Recently, DeepSeek announced the launch of its first inference model trained through Reinforcement Learning (RL), DeepSeek-R1, which achieved performance comparable to OpenAI-o1-1217 in several inference benchmark tests. DeepSeek-R1 is based on the DeepSeek-V3-Base model and utilizes multi-stage training and cold start data to enhance inference capabilities.
DeepSeek researchers first developed DeepSeek-R1-Zero, a model that was entirely trained through large-scale reinforcement learning without any supervised fine-tuning preparatory steps. DeepSeek-R1-Zero demonstrated exceptional performance in inference benchmark tests, such as achieving a pass@1 score of 71.0% in the AIME2024 exam, up from 15.6%.However, DeepSeek-R1-Zero also faced issues such as poor readability and mixed language output.
To address these issues and further enhance inference performance, the DeepSeek team developed DeepSeek-R1. DeepSeek-R1 introduced multi-stage training and cold start data prior to reinforcement learning. Specifically, researchers first collected thousands of cold start data pairs to fine-tune the DeepSeek-V3-Base model. Then, they conducted inference-focused reinforcement learning similar to how they trained DeepSeek-R1-Zero. As the reinforcement learning process approached convergence, they created new supervised fine-tuning data through rejection sampling of reinforcement learning checkpoints, combining it with supervised data from DeepSeek-V3 in areas such as writing, fact-based Q&A, and self-awareness, and then retrained the DeepSeek-V3-Base model. Finally, additional reinforcement learning was performed on the fine-tuned checkpoints using prompts from all scenarios.
DeepSeek-R1 achieved impressive results across multiple benchmark tests:
• In the AIME2024 exam, DeepSeek-R1 reached a pass@1 score of 79.8%, slightly surpassing OpenAI-o1-1217.
• In the MATH-500 exam, DeepSeek-R1 achieved a pass@1 score of 97.3%, matching OpenAI-o1-1217.
• In coding competition tasks, DeepSeek-R1 obtained a 2029 Elo rating on Codeforces, outperforming 96.3% of human competitors.
• In knowledge benchmark tests (such as MMLU, MMLU-Pro, and GPQA Diamond), DeepSeek-R1 scored 90.8%, 84.0%, and 71.5%, significantly surpassing DeepSeek-V3.
• In other tasks (such as creative writing, general Q&A, editing, summarization, etc.), DeepSeek-R1 also performed exceptionally well.
Additionally, DeepSeek has explored distilling the inference capabilities of DeepSeek-R1 into smaller models. Research found that distilling directly from DeepSeek-R1 is more effective than applying reinforcement learning to smaller models. This indicates that the inference patterns discovered by large foundational models are crucial for enhancing inference capabilities.DeepSeek has open-sourced DeepSeek-R1-Zero, DeepSeek-R1, and six dense models distilled from DeepSeek-R1 based on Qwen and Llama (1.5B, 7B, 8B, 14B, 32B, 70B). The launch of DeepSeek-R1 marks significant progress in utilizing reinforcement learning to enhance the inference capabilities of large language models.
Cost Advantage
In terms of cost, DeepSeek-R1 offers a highly competitive pricing strategy. Its API access is priced at $0.14 per million input tokens (cache hit) and $0.55 per million (cache miss), with output tokens costing $2.19 per million. This pricing strategy is more attractive compared to other similar products and has been described by users as a "game changer." The official website and API are now live! Visit https://chat.deepseek.com to experience DeepThink!

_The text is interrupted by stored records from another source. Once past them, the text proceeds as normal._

PR #5335, opened 2022-07-11
Reuse tan if submission fails (EXPOSUREAPP-13477)

chiljamgossow:
https://jira-ibs.wbs.net.sap/browse/EXPOSUREAPP-13477

If the registration token has already been used to receive a tan, and the submission fails, any retry must use the same tan as the registration token cannot be reused. Therefore the tan aka auth code is persisted with the test.

Also removes BackgroundNoise as the probability was set to 0

How to test: add some positive tests or TANs and warn others. You should not see an error saying that the TAN has been used.


Corona-Warn-App/src/main/java/de/rki/coronawarnapp/coronatest/type/rapidantigen/RATestProcessor.kt
```diff
@@ -165,6 +165,13 @@ class RATestProcessor @Inject constructor(
...
 
+    override suspend fun updateAuthCode(test: PersonalCoronaTest, authCode: String): PersonalCoronaTest {
+        Timber.tag(TAG).v("updateAuthCode(test=%s)", test.identifier)
+        test as RACoronaTest
+
+        return test.copy(authCode = authCode)
+    }
+
     override suspend fun markSubmitted(test: PersonalCoronaTest): RACoronaTest {
         Timber.tag(TAG).d("markSubmitted(test=%s)", test)
```
mtwalli, line 176: can you please log the identifier here too similar to `PCRTestProcessor`?

Corona-Warn-App/src/main/java/de/rki/coronawarnapp/submission/task/SubmissionTask.kt
```diff
@@ -162,8 +163,24 @@ class SubmissionTask @Inject constructor(
...
         Timber.tag(TAG).d("Transformed CheckIns from: %s to: %s", checkIns, checkInsReport)
 
+        val authCode: String
+        try {
+            authCode = playbook.retrieveTan(
+                registrationToken = coronaTest.registrationToken,
+                authCode = coronaTest.authCode
+            )
+        } catch (e: Exception) {
+            playbook.submit(null)
```
mtwalli, line 173: what about making it clear that in this case it submits fake data?

Corona-Warn-App/src/main/java/de/rki/coronawarnapp/playbook/Playbook.kt
```diff
@@ -19,23 +32,210 @@ import de.rki.coronawarnapp.server.protocols.internal.pt.CheckInOuterClass
...
+    companion object {
+        const val MIN_NUMBER_OF_SEQUENTIAL_PLAYBOOKS = 1
+        const val MAX_NUMBER_OF_SEQUENTIAL_PLAYBOOKS = 1
+        const val MIN_DELAY_BETWEEN_SEQUENTIAL_PLAYBOOKS = 0
+        const val MAX_DELAY_BETWEEN_SEQUENTIAL_PLAYBOOKS = 0
+    }
 
     data class SubmissionData(
         val registrationToken: String,
+        val authCode: String? = null,
```
mtwalli, line 233: I think this should not be nullable , it is required for submission otherwise we don't submit

Corona-Warn-App/src/main/java/de/rki/coronawarnapp/playbook/Playbook.kt
```diff
@@ -19,23 +32,210 @@ import de.rki.coronawarnapp.server.protocols.internal.pt.CheckInOuterClass
...
+            newAuthCode
+        } else {
+            // fake request
+            verificationServer.retrieveTanFake()
+            authCode
+        }
+    }
+
+    suspend fun submit(
+        data: SubmissionData?
```
mtwalli, line 118: I would split this into two methods one that submits a non nullable data and one for fake submission

mtwalli (commented):
Please make sure it is OK to:
1- persist the auth code per test 
2- remove the background noise

cc / @mlenkeit fyi

chiljamgossow:
> Please make sure it is OK to: 1- persist the auth code per test 2- remove the background noise
> 
> cc / @mlenkeit fyi

1. I asked Max, we need to persist the auth code, otherwise it is not possible to retry in background 2. The background noise on app start was removed as it was not running anyway. The probability was set to 0, so it would never run (there is still background noise triggered by a worker)

Corona-Warn-App/src/main/java/de/rki/coronawarnapp/playbook/Playbook.kt
chiljamgossow: It is null until we were successful with exchanging it for the registration token, so it has to be nullable

chiljamgossow: Ah, you are right, I confused with the test data, will adapt it

mtwalli (dismissed):
Thanks for refactoring it!
Tested with several positive QRCodes and TANs

mtwalli (approved):

SamuraiKek (approved):
Lgtm, tried breaking the submission and didn't see any error message.

PR #5343, opened 2022-07-12
Negative test result detail page pending state (EXPOSUREAPP-13465)

schauersbergern:
[Ticket](https://jira-ibs.wbs.net.sap/browse/EXPOSUREAPP-13465)
As certificate infos also shouldn't be present on pending state they are completely removed
and logic for hiding/displaying last step is simplified


KathrinLuecke (commented):
UA approved

SamuraiKek (approved):

PR #5349, opened 2022-07-14
Refactor `ProgressLoadingButton` (EXPOSUREAPP-12993)

schauersbergern:
[Ticket](https://jira-ibs.wbs.net.sap/browse/EXPOSUREAPP-12993)

- Add isActive state to ProgressLoadingButton
- Replace MaterialButtons with ProgressLoadingButtons on Screens which have fullscreen loading indicator to match CWA iOS app


SamuraiKek:
Nice improvement. Code looks good but I think on some of the screens the width of the button has shrinked. Can you check with the designs please? Ex:
Screen Shot 2022-07-15 at 13 13 52

schauersbergern:
> Nice improvement. Code looks good but I think on some of the screens the width of the button has shrinked. Can you check with the designs please? Ex: Screen Shot 2022-07-15 at 13 13 52

@SamuraiKek Adapted Buttons to current design now

SamuraiKek (dismissed):
LGTM. Buttons have correct width now.

Corona-Warn-App/src/main/java/de/rki/coronawarnapp/ui/view/ProgressLoadingButton.kt
```diff
@@ -54,27 +53,46 @@ class ProgressLoadingButton @JvmOverloads constructor(
...
+                    defaultButton.text = if (value) "" else defaultText
+                    progressIndicator.isVisible = value
+                }
+                field = value
+            }
+        }
+
+    var isActive: Boolean = true
+        set(value) {
+            if (!value) {
```
chiljamgossow, line 82: How come you do not set the field first? Just wandering as you set isLoading here which checks the value of isActive, which has not been updated at this point

mtwalli (approved):

PR #5358, opened 2022-07-19
Upgrade libs (DEV)

mtwalli:
- Upgrade dependencies to the latest versions 
- Upgrade to Kotlin `v1.7.10`
- Upgrade to coroutines `v1.6.2`
- Upgrade other AndroidX libraries 

Note : 
 - There is desugaring new version ,but it requires the AGP plugin 7.3-beta or later  https://github.com/google/desugar_jdk_libs/blob/master/CHANGELOG.md
 - mockK new version causes failure in testing packages see https://github.com/mockk/mockk/issues/819

Test:
- Build release APK and go through it make sure it works as before


Corona-Warn-App/src/main/java/de/rki/coronawarnapp/statistics/ui/homecards/cards/OccupiedIntensiveCareCard.kt
```diff
@@ -27,7 +28,8 @@ class OccupiedIntensiveCareCard(parent: ViewGroup) :
         )
     }
 
-    private val currentSelectedLocale = ConfigurationCompat.getLocales(resources.configuration).get(0)
+    private val currentSelectedLocale =
+        ConfigurationCompat.getLocales(resources.configuration).get(0) ?: Locale.getDefault()
```
mtwalli, line 32:
```kolin
 ConfigurationCompat.getLocales(resources.configuration).get(0) is nullable now 
```

SamuraiKek (approved):

schauersbergern (approved):

chiljamgossow (approved):
Smoke tested

PR #247, opened 2015-03-16
Implement mappingHint for wrapCallback, fixes #246

### LINKED ISSUE #246: wrapCallback and callbacks with more than two arguments
Hi,

Why does wrapCallback ignore the third argument if there is one?

Wouldn't it be easy to check if there are more than two arguments and if so to put an array of these arguments into the stream?

Best regards,
Daniel

quarterto:
I definitely think this is a useful thing to have (seems like an omission that it was only for EventEmitters and not `wrapCallback` too). Can someone check if the docs make sense to someone who isn't sleep-deprived?

### DIFF
--- a/lib/index.js
+++ b/lib/index.js
@@ -415,6 +415,34 @@ function iteratorGenerator(it) {
     });
 }
 
+function hintMapper(mappingHint) {
+    var mappingHintType = (typeof mappingHint);
+    var mapper;
+
+    if (mappingHintType === 'function') {
+        mapper = mappingHint;
+    }
+    else if (mappingHintType === 'number') {
+        mapper = function () {
+            return slice.call(arguments, 0, mappingHint);
+        };
+    }
+    else if (_.isArray(mappingHint)) {
+        mapper = function () {
+            var args = arguments;
+            return mappingHint.reduce(function (ctx, hint, idx) {
+                ctx[hint] = args[idx];
+                return ctx;
+            }, {});
+        };
+    }
+    else {
+        mapper = function (x) { return x; };
+    }
+
+    return mapper;
+}
+
 /**
  * Actual Stream constructor wrapped the the main exported function
  */
@@ -553,29 +581,7 @@ function Stream(/*optional*/xs, /*optional*/ee, /*optional*/mappingHint) {
         }
     }
     else if (_.isString(xs)) {
-        var mappingHintType = (typeof mappingHint);
-        var mapper;
-
-        if (mappingHintType === 'function') {
-            mapper = mappingHint;
-        }
-        else if (mappingHintType === 'number') {
-            mapper = function () {
-                return slice.call(arguments, 0, mappingHint);
-            };
-        }
-        else if (_.isArray(mappingHint)) {
-            mapper = function () {
-                var args = arguments;
-                return mappingHint.reduce(function (ctx, hint, idx) {
-                    ctx[hint] = args[idx];
-                    return ctx;
-                }, {});
-            };
-        }
-        else {
-            mapper = function (x) { return x; };
-        }
+        var mapper = hintMapper(mappingHint);
 
         ee.on(xs, function () {
             var ctx = mapper.apply(this, arguments);
@@ -4012,17 +4018,21 @@ _.log = function () {
  * Reader.prototype.readStream = _.wrapCallback(Reader.prototype.read);
  */
 
-_.wrapCallback = function (f) {
+_.wrapCallback = function (f, /*optional*/mappingHint) {
+    var mapper = hintMapper(mappingHint);
+
     return function () {
         var self = this;
         var args = slice.call(arguments);
         return _(function (push) {
-            var cb = function (err, x) {
+            var cb = function (err) {
                 if (err) {
                     push(err);
                 }
                 else {
-                    push(null, x);
+                    var args = slice.call(arguments, 1);
+                    var v = mapper.apply(this, args);
+                    push(null, v);
                 }
                 push(null, nil);
             };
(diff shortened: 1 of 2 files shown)


quarterto:
From the other issue thread:
> We usually avoid optional parameters, because they don't work with currying, but since this is a constructor function, not a stream method, that doesn't apply here (unless anyone disagrees!)

Thoughts?

svozza:
That is a far better explanation of what mapping hint does than we have in the [Stream Objects](http://highlandjs.org/#Stream%20Objects) section of the docs, it might be worth updating there too. One thing I'd be worried about though is that we know have divergent behaviour for `streamifyAll` and `wrapCallback`: that could potentially be very confusing for users.

As for the optional arguments, normally I think they should be avoided as much as possible but given that currying is not an issue here there's probably an argument to be made for making an exception this time.

vqvu:
I dunno about this...is it typical for node-style callback functions to pass in multiple values? I'm not sure the divergent behavior with `streamifyAll` is worth it.

The mapping hint thing was originally for event emitters.

quarterto:
Off the top of my head, request has multiple arguments (`err`, `res`, `body`). There are almost certainly more. @bolus, what was your use case?

It seems to me that you won't necessarily want to use the same mapping hint for every function in an object you're `streamify`ing, so I'm not sure `mappingHint` makes sense for `streamifyAll`?

---

p.s. Is there a particular reason `streamifyAll` doesn't use `wrapCallback` internally, but has its own `wrapWithContext`?

bolus:
@quarterto: I was trying to use 'request'.

In the past I had problems with ['fs.exists'](https://nodejs.org/api/fs.html#fs_fs_exists_path_callback) which has only one callback argument (no error argument, only a Boolean if the path exists or not).

Btw., how else would I use a function like 'request' without 'wrapCallback'?

'consume' is the only solution I could find but this would be much more complex than just using 'wrapCallback'

quarterto:
In request's case, it's actually a readable stream, so you could just do `_(request(...))`.

On `fs.exists`, from the Node docs:

>fs.exists() is an anachronism and exists only for historical reasons. There should almost never be a reason to use it in your own code.
>
>In particular, checking if a file exists before opening it is an anti-pattern that leaves you vulnerable to race conditions: another process may remove the file between the calls to fs.exists() and fs.open(). Just open the file and handle the error when it's not there.
>
>fs.exists() will be deprecated.

svozza:
Steamify all uses a function that binds the context because you could be streamifying packages that have methods reliant on that context. You can see the initial rationale in #221.

quarterto:
I was just wondering why that couldn't be put in `wrapCallback`. I can't think when keeping the context of the function would be a bad idea?

svozza:
Yeah, good point, I think that makes perfect sense.

quarterto:
Cool, I'll open a separate pull request for that.

Getting back on track: I don't think I'd expect `streamifyAll` to have something like `mappingHint`, as you'd almost always want different hints for different functions. So I don't really think it would be inconsistent to implement `mappingHint` for `wrapCallback`, and we gain a lot by implementing it.

vqvu:
Fair enough. No objections here from me then.

Agreed that `mappingHint` doesn't make sense with `streamifyAll`.

Regarding the default behavior, I think we should push an array if there are more than one success argument. You mentioned that it'd be weird if a callback was called with different arguments at different times, but that's more of a user problem, imo (they can provide a `mappingHint` if this is the case). Plus, `wrapCallback` only allows a single callback anyway, since it pushes `nil` afterwards. `Bluebird#promisify` does this too.

The benefit of this being that `streamifyAll` will also work better with functions that pass in multiple success arguments once #248 is merged.

lib/index.js
```diff
@@ -3756,13 +3762,21 @@ _.log = function () {
 /**
  * Wraps a node-style async function which accepts a callback, transforming
  * it to a function which accepts the same arguments minus the callback and
- * returns a Highland Stream instead. Only the first argument to the
- * callback (or an error) will be pushed onto the Stream.
+ * returns a Highland Stream instead.
+
+ * If no mapping hint is provided, only the first argument to the callback
```
vqvu: Like @svozza said, maybe move this to the Stream Objects section and put a link to that section from here?

svozza:
Yeah, as long as we document any gotchas between the two functions' behaviour I think we should go ahead with the PR.

quarterto:
Now that I think about it, this PR is a breaking change. It's possible that someone is relying on the behaviour of `wrapCallback` only emitting the first result and discarding the rest. If we implement this they'll suddenly start getting unexpected arrays in their streams.

Given that, I think we should wait until 3.0 for this.

Collecting the todos here for future reference:

- [ ] change `hintMapper` to return arrays in the default mapper if more than one argument is passed
- [ ] move `mappingHint` documentation to Stream Objects section, link there from `wrapCallback`

Anything I've missed?

svozza:
I still think you can put a version of the mappingHint documentation into the current branch's Stream Object's section because it's far better than what's already there now.

quarterto:
Good idea, I'll do that tonight.

vqvu:
Can't we add `mappingHint` but without the array behavior for the default mapper along with a note that it will change in 3.0? That way people have a temporary, if not complete, solution.

quarterto:
Sure, if we're happy for it to go out without that?

vqvu:
It wouldn't be any worse than what we have right now...

quarterto:
@vqvu was that all it needed?

test/test.js
```diff
@@ -5755,6 +5755,39 @@ exports['wrapCallback - errors'] = function (test) {
...
+exports['wrapCallback with args wrapping by array'] = function (test) {
+    function f(cb) {
+        cb(null, 1, 2, 3);
+    }
+    _.wrapCallback(f, ['one', 'two', 'three'])().each(function (x) {
+        test.same(x, {'one': 1, 'two': 2, 'three': 3});
+        test.done()
+    });
+};
+
```
vqvu: One more test for wrapCallback with the default mapper.

vqvu:
Looks good!

PR #248, opened 2015-03-17
Keep context in wrapCallback (and use wrapCallback in streamifyAll)

quarterto:
As discussed in #247

### DIFF
--- a/lib/index.js
+++ b/lib/index.js
@@ -3776,6 +3776,7 @@ _.log = function () {
 
 _.wrapCallback = function (f) {
     return function () {
+        var self = this;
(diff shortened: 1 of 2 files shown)


svozza:
Good stuff, although do we want to mention the functionality in the docs or maybe just even give an example.

quarterto:
Although this is, strictly speaking, a breaking change, since it's something I think `wrapCallback` should always have done I'm happy to consider it a bugfix?

svozza:
Agreed, I think that's reasonable.

quarterto:
Ok, merging.

PR #250, opened 2015-03-19
Add slice function

megawac:
This pretty much unifies the `drop` and `take` functions while adding a potentially useful function :)

### DIFF
--- a/lib/index.js
+++ b/lib/index.js
@@ -2392,12 +2392,15 @@ exposeMethod('split');
  *
  * _([1, 2, 3, 4]).slice(1, 3) // => 2, 3
  */
+
 Stream.prototype.slice = function(start, end) {
     var index = 0;
-    start = typeof start != 'number' ? 0 : start;
+    start = typeof start != 'number' || start < 0 ? 0 : start;
     end = typeof end != 'number' ? Infinity : end;
 
-    if (start < 0 || start >= end) {
+    if (start === 0 && end === Infinity) {
+        return this;
+    } else if (start >= end) {
         return _([]);
     }
     var s = this.consume(function (err, x, push, next) {
@@ -2455,10 +2458,7 @@ exposeMethod('take');
  */
 
 Stream.prototype.drop = function (n) {
-    if (n <= 0) {
-        return this;
-    }
-    return this.slice(n);
+    return this.slice(n, Infinity);
 };
 exposeMethod('drop');
 
--- a/lib/index.js
+++ b/lib/index.js
@@ -2381,6 +2381,47 @@ Stream.prototype.split = function () {
 exposeMethod('split');
 
 /**
+ * Creates a new Stream with the values from the source in the range of `start` to `end`.
+ *
+ * @id slice
+ * @section Transforms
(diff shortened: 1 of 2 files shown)


megawac:
In terms of LOC this is

+ 15 lines
- 35 lines

vqvu:
Thanks @megawac!

Sorry for taking so long. I have a few minor comments.

lib/index.js
```diff
@@ -2326,45 +2326,60 @@ Stream.prototype.split = function () {
...
+ * _([1, 2, 3, 4]).slice(1, 3) // => 2, 3
  */
+Stream.prototype.slice = function(start, end) {
+    var index = 0;
+    start = typeof start != 'number' ? 0 : start;
+    end = typeof end != 'number' ? Infinity : end;
 
-Stream.prototype.take = function (n) {
-    if (n === 0) {
+    if (start < 0 || start >= end) {
```
vqvu: `start < 0` should be treated as `start === 0`. Like how `drop` handles `n < 0`. Otherwise, `slice(-1, Infinity)` and `drop(-1)` won't the the same.

Also, add a 

```javascript
if (start === 0 && end === Infinity) {
    return this;
}
```

so that we can drop the `if (n <= 0)` check in `drop`.

lib/index.js
```diff
@@ -2388,22 +2403,7 @@ Stream.prototype.drop = function (n) {
...
-        }
-        else {
-            n--;
-            if (n < 0) {
-                push(null, x);
-            }
-            next();
-        }
-    });
+    return this.slice(n);
```
vqvu: This is a bit pedantic, but can you change this to explicitly call `this.slice(n, Infinity)`?

We don't allow optional arguments in transforms since they all get auto-curried and placed in the top-level `_` object. So while `slice` does argument coercing, we don't want the code to suggest that the `end` argument optional.

lib/index.js
megawac: What is `drop(-1)` supposed to do because this probably breaks it (there are no unit tests for drop or tail with negative indices)

lib/index.js
```diff
@@ -2326,45 +2326,60 @@ Stream.prototype.split = function () {
...
+ * @name Stream.take(n)
+ * @param {Number} n - integer representing number of values to read from source
+ * @api public
+ *
+ * _([1, 2, 3, 4]).take(2) // => 1, 2
+ */
+
+Stream.prototype.take = function (n) {
+    var s = this.slice(0, n);
     s.id = 'take:' + s.id;
```
megawac: Is this stuff important?

vqvu: The `s.id`? No. It's mostly for debugging. No harm in leaving it though.

vqvu:
Thanks. This looks good to me.

There's some talk of maybe changing the name of this transform to `substream` in #267 (unfortunately initiated by me), so we'll wait on that a bit before merging this.

svozza:
We should probably stick with `slice` if we want to make interop with Ramda easier, we'd just have to alias it otherwise.

vqvu:
Sounds good.

PR #252, opened 2015-03-20
Consume doesn't end unless you call next.

brian-gates:
Consume doesn't end unless you call next.

### DIFF
--- a/docs/index.html
+++ b/docs/index.html
@@ -787,6 +787,7 @@ like a 'through' stream, handling values as they are read.</p>
         else if (x === _.nil) {
             // pass nil (end event) along the stream
             push(null, x);
+            next();
         }
         else {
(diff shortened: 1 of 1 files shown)


vqvu:
Actually, that's not true. `consume` ends when you push a `nil`. In fact, in the current version, calling `next` after pushing `nil` will throw.

Take this code for example

```javascript
_([]).consume(function (err, x, push, next) {
    if (x === _.nil) {
        push(null, x);
        next();
    } else {
        push(err, x);
        next();
    }
}).resume();
// Error: Can not call next after nil
```

Also, the `index.html` is not the right place to update documentation. It's generated each time we release. All docs are written as comments in the actual code.

For instance, the docs for `consume` is [here](https://github.com/caolan/highland/blob/master/lib/index.js#L1036).

PR #261, opened 2015-04-04
Update to latest transformer protocol & use init (Resolves #260).

### LINKED ISSUE #260: Update transduce to Official Transformer Protocol
Change transducers implementation to support "Official Transformer Protocol" discussed in cognitect-labs/transducers-js#20 .  Both transducers.js and transducers-js have been updated to support it.

Summary of changes:
```javascript
// anywhere you use a transformer
// (including transducer implementations)
var xf = {
   init: function()
   step: function(acc, item)
   result: function(acc)
}
// becomes
var xf = {
   '@@transducer/init': function()
   '@@transducer/step': function(acc, item)
   '@@transducer/result': function(acc)
}
// reduced wrapper object changes from 
{
   value: acc,
   __transducers_reduced__: true
}
// to
{
   '@@transducer/value': acc,
   '@@transducer/reduced':true
}
```

vqvu:
Updates to the latest version of the [transformer protocol](https://github.com/cognitect-labs/transducers-js#transformer-protocol).

This also changes the implementation to actually use the `@@transducer/init` method, which will allow users to use transformers that wrap the `result` object for their own purposes.

### DIFF
--- a/lib/index.js
+++ b/lib/index.js
@@ -3150,17 +3150,23 @@ Stream.prototype.scan1 = function (f) {
 };
 exposeMethod('scan1');
 
-var highlandTransform = {
-    init: function () {  },
-    result: function (push) {
-        // Don't push nil here. Otherwise, we can't catch errors from `result`
-        // and propagate them. The `transduce` implementation will do it.
-        return push;
-    },
-    step: function (push, input) {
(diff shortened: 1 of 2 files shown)


svozza:
LGTM.

PR #273, opened 2015-04-17
Add zipAll that works on stream of streams. (Resolves #263).

### LINKED ISSUE #263: No args `zipAll`.
I think we need a version of `zipAll` that doesn't take any arguments. Instead, it assumes that's it's called on a stream of stream and zips the current stream, like how `sequence` and `merge` and `flatten` work.

I often find myself having to keep a single stream separate from the remaining array of streams just so I can call `zipAll`. It would be trivial to implement.

The question is, what do we call it? `zipAll` would be perfect but already taken, and who knows when 3.0 will land. `zipStream`?

vqvu:
I went with @svozza's suggestion in #263 to tack on a number to the name in the manner of `scan` and `reduce`. It's called `zipAll0` for the number of arguments.

If there's any objection to the name, speak now.

### DIFF
--- a/lib/index.js
+++ b/lib/index.js
@@ -2206,7 +2206,7 @@ Stream.prototype.zipAll0 = function () {
         });
     }
 
-    return this.map(_).collect().flatMap(function (array) {
+    return this.collect().flatMap(function (array) {
         if (!array.length) {
             return _([]);
         }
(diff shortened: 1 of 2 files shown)


svozza:
LGTM.

PR #274, opened 2015-04-17
Use cdn.rawgithub and Link To Specific Version Rather Than Master

### LINKED ISSUE #205: Source link in docs should point to correct commit.
The source link for functions in the documentation should point to the tag for the release, and not to the master branch.

svozza:
Fixes #205 

I don't really know how the doc generation works but is there a way that we can add the version of Highland dynamically? Something like:

```html
<script src="https://cdn.rawgit.com/caolan/highland/{{version}}/dist/highland.js" type="text/javascript"></script
```

Otherwise I can see us forgetting to update this file occasionally.

### DIFF
--- a/Gruntfile.js
+++ b/Gruntfile.js
@@ -86,24 +86,38 @@ module.exports = function (grunt) {
     // custom tasks
     grunt.loadTasks('./tasks');
 
-    grunt.registerTask('release:patch', [
+    grunt.registerTask('pre-release:patch', [
         'test',
-        'build',
         'bump:patch',
-        'npm-publish',
-        'gh-pages'
+        'build'
     ]);
-    grunt.registerTask('release:minor', [
+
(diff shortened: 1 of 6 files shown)


vqvu:
Yeah, this is possible. We use handlebars, so we just need to add the proper value into the context.

You can pull in https://github.com/vqvu/highland/commit/d40b335c121817510e2a68ed18322eb957b971bc and run the `pre-release:*` tasks to test.

svozza:
For some reason I couldn't cherry pick that commit so I just copied out the changes manually as there weren't many of them. The pre-release task worked for me locally and all the links were correct.

vqvu:
You should undo the package.json and bower.json changes. Those should only be updated once we release.

svozza:
Doh! That's what I get for being lazy and doing `git commit -am`.

vqvu:
LGTM

PR #275, opened 2015-04-17
Fix a slight typo in the documentation

masak:
Easy grammatical trap to fall into "its" is like "his"; no apostrophe.


svozza:
Thanks for this but rather than edit the index.html file directly, can you edit this sentence in docs/templates/base.html instead?

masak:
Will do. Rejecting this pull request.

Community Feedback and Future Outlook
The release of DeepSeek-R1 has sparked enthusiastic discussions within the community. Many users appreciate the model's open-source nature and cost advantages, believing it provides developers with more choices and freedom. However, some users have raised questions about the model's context window size, hoping for further optimizations in future versions.
The DeepSeek team has stated that they will continue to focus on improving the model's performance and user experience, while also planning to introduce more features in the future, including advanced data analytics, to meet user expectations for AGI (Artificial General Intelligence).